■ **Data extract**
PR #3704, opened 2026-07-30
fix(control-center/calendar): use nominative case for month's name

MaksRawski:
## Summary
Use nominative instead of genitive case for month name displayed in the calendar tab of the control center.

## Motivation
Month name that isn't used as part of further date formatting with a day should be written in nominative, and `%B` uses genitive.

■ **Exercise directions**
Write the listing out again, word for word.

■ **Exercise response**
PR #3704, opened 2026-07-30
fix(control-center/calendar): use nominative case for month's name

MaksRawski:
## Summary
Use nominative instead of genitive case for month name displayed in the calendar tab of the control center.

## Motivation
Month name that isn't used as part of further date formatting with a day should be written in nominative, and `%B` uses genitive.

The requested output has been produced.